The pain intensity was lower with pregabalin after 24 hours (G1: 2.5±2.4, G2: 3.0±2.6). There was no difference in the sensitivity of the thenar and peri-incisional region after 6 and 24 hours; in the number of patients requiring supplementation (G1=15%, G2=45%); concentrations of IL-6, IL-8, and IL-10; and side effects (nausea, vomiting, dizziness, and pruritus).
Pregabalin in a single preoperative dose of 300 mg reduced pain intensity 24 hours after lumbotomy.
普瑞巴林是一种抗惊厥药,已用于术后镇痛。本研究旨在评估术前单次剂量的普瑞巴林对肾切除术后镇痛的效果。

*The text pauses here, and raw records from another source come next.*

PR #1376, opened 2015-02-01

zuphilip:
There should be a point in citations in "et al." but no point in references in "et al". This can be found in the the guidelines and also in articles from the corresponding journals. Or do I miss something here? (The use of the other term "and others" defined to a variant of "et al" seems to be the only fix which CSL let me do...)


adam3smith:
looks good.

PR #1383, opened 2015-02-05
Create informationspraxis.csl

zuphilip:
This new Open Access journal from library, archive and information community chooses an already existing citation style. They will apply for an ISSN and when this happened, the information can be added here. Any other suggestion for the category?

### DIFF
--- a/dependent/informationspraxis.csl
+++ b/dependent/informationspraxis.csl
@@ -1,0 +1,16 @@
+<?xml version="1.0" encoding="utf-8"?>
+<style xmlns="http://purl.org/net/xbiblio/csl" version="1.0" default-locale="de-DE">
+  <info>
+    <title>Informationspraxis (German)</title>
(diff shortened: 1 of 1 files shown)


rmzelle:
No, looks good!

rmzelle:
I assume you'll update the "documentation" link as well once the journal has a website?

zuphilip:
The first documentation link is fine: https://journals.ub.uni-heidelberg.de/index.php/ip/about/submissions#authorGuidelines and there the pdf from the second link is explicitely mentioned. Do you prefer any change?

There is the blog (with the open review): http://informationspraxis.de/ and there is the journal homepage https://journals.ub.uni-heidelberg.de/index.php/ip/index which collect the articles in issues etc. I see that the ISSN seems to be ready, I will update that later.

rmzelle:
Oh, never mind, then. I missed the first link.

PR #1590, opened 2015-06-17
Update psychological-medicine.csl

zuphilip:
reported https://forums.zotero.org/discussion/29448/style-error-psychological-medicine/#Comment_226722
* add point after title
* adjust some uppercase afterwards


adam3smith:
thanks!

PR #1596, opened 2015-06-24
Add style for "Environnement, Risques & Santé"

fredomatic:


environnement-risques-and-sante.csl
```diff
@@ -0,0 +1,130 @@
+<?xml version="1.0" encoding="utf-8"?>
+<style xmlns="http://purl.org/net/xbiblio/csl" class="in-text" version="1.0" default-locale="en-US">
+  <info>
+    <title>Environnement Risques et SantÃ©</title>
```
adam3smith: you'll want to fix the title here.

environnement-risques-and-sante.csl
```diff
@@ -0,0 +1,130 @@
...
+    <author>
+      <name>Frederic Y. Bois</name>
+      <email>frederic.bois@ineris.fr</email>
+    </author>
+    <category citation-format="numeric"/>
+    <category field="medicine"/>
+    <category field="science"/>
+    <issn>1635-0421</issn>
+    <eissn>1952-3398</eissn>
+    <summary>Style for the French journal Environnement Risques et SantÃ©</summary>
```
adam3smith: same here.

environnement-risques-and-sante.csl
adam3smith: since the journal uses & in its title, I'd use that, too. You'll have to write it as ```&amp;```

environnement-risques-and-sante.csl
```diff
@@ -0,0 +1,130 @@
+<?xml version="1.0" encoding="utf-8"?>
+<style xmlns="http://purl.org/net/xbiblio/csl" class="in-text" version="1.0" default-locale="en-US">
+  <info>
+    <title>Environnement Risques et SantÃ©</title>
+    <id>http://www.zotero.org/styles/environnement-risques-and-sante</id>
```
adam3smith: but then given this is French, use "et" in the id/self link/filename, i.e. ```environnement-risques-et-sante```

environnement-risques-and-sante.csl
```diff
@@ -0,0 +1,130 @@
...
+    <link href="http://www.zotero.org/styles/environnement-risques-and-sante" rel="self"/>
```
adam3smith: same here and in the filename.

adam3smith:
Rest looks good.
You can update the style using the pencil icon here: https://github.com/fredomatic/styles/blob/patch-2/environnement-risques-and-sante.csl
Let us know when you're done.

rmzelle:
@fredomatic, let us know if you need help with this.

fredomatic:
Thanks for the proposed help. I am very busy at the moment, that's why I
did not move after Sebastian Karcher's messages. I am used to version
control management, if not on gitub, so I should be OK. I'll probably do
it next week.

Frederic

rmzelle:
Okay, thanks! Don't mean to rush you.

fredomatic:
OK, done I think.

Frederic

rmzelle:
Great, thanks!

PR #1597, opened 2015-06-25
Update mohr-siebeck-recht.csl

zuphilip:
See https://forums.zotero.org/discussion/50104/keine-seitenzahl-bei-mohrsiebeck-in-fussnote/#Comment_227251

I didn't touch the remaining code, which could maybe also improved.

### DIFF
--- a/mohr-siebeck-recht.csl
+++ b/mohr-siebeck-recht.csl
@@ -11,7 +11,7 @@
     </author>
     <category citation-format="note"/>
     <category field="law"/>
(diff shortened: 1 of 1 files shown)


adam3smith:
what happens with form="symbol" if there is no symbol defined? Does it revert to short?

zuphilip:
Eh... yes
<blockquote>“symbol” first falls back to “short”, and “verb” and “short” both fall back to “long”</blockquote>
from http://docs.citationstyles.org/en/stable/specification.html#terms .

Anyway, would you prefer short? This was almost a 50-50 decision from my part...

adam3smith:
thanks, I could have looked myself. I don't have a preference between the two, either. Do you have any sense what'd be more likely in a German law text?

zuphilip:
I guess one would like to have the "§" symbol which is defined as <a href="https://github.com/citation-style-language/locales/blob/master/locales-de-DE.xml#L197">a symbol</a>.

adam3smith:
cool, let's go with this, then.

PR #1605, opened 2015-07-01
Create meteorological-applications.csl

ziyang:
Style for the Meteorological Applications. This style is almost entirely copied from peerj.csl, whose author is Burnmeister (sybrandvs@yahoo.com).


rmzelle:
@adam3smith, metadata looks good to me.

rmzelle:
Thanks!

PR #1607, opened 2015-07-03
Delete journal-of-oral-biosciences.csl

Sankar-GEO-ELS:
As per email from the Publishing Editor and clarification with Carles I propose deleting this dependent style as the output has some errors in it.


rmzelle:
Superseded by #1608.

PR #1612, opened 2015-07-06
journal-of-cardiology-cases.csl

Sankar-GEO-ELS:
deleting dependent and creating independent style for journal-of-cardiology-cases


adam3smith:
perfect, thanks!

PR #1613, opened 2015-07-06
Improve interpunctation in mohr-siebeck-recht.csl

zuphilip:
See https://forums.zotero.org/discussion/50104?page=1#Item_11


rmzelle:
Thanks!

PR #1618, opened 2015-07-11
Create mlz-russian-gost-r-7-0-11-2011-full-note.csl

Vladimir-VS:
This offers a multilingual Russian GOST R 7.0.11 (dissertations standard) compliant style with full note citation and alphabetic sorting.


rmzelle:
We don't accept MLZ styles in the CSL repository. Maybe @fbennett will be able to find a home for this on his MLZ website.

本研究为前瞻性、随机、对照、双盲研究,纳入40例年龄在18至60岁之间、美国麻醉医师协会身体状况分级为I或II级的肾移植供体。采用15毫升0.5%罗哌卡因单次注射进行硬膜外麻醉,全身麻醉采用3微克/千克芬太尼、丙泊酚、阿曲库铵和七氟醚,以及50%氧气且无氧化亚氮。第1组患者在手术前1小时给予300毫克普瑞巴林,第2组患者给予相同胶囊的安慰剂。术后镇痛用曲马多补充。评估以下参数:术后6小时和24小时的疼痛强度;来自大鱼际和切口周围区域的疼痛阈值、镇痛补充情况;术前以及术后6小时和24小时的白细胞介素(IL6、IL8和IL10)。
24小时后,使用普瑞巴林的患者疼痛强度较低(第1组:2.5±2.4,第2组:3.0±2.6)。术后6小时和24小时,大鱼际和切口周围区域的敏感性无差异;需要补充镇痛的患者数量无差异(第1组=15%,第2组=45%);IL-6、IL-8和IL-10的浓度无差异;副作用(恶心、呕吐、头晕和瘙痒)无差异。
术前单次剂量300毫克的普瑞巴林可降低腰椎切开术后24小时的疼痛强度。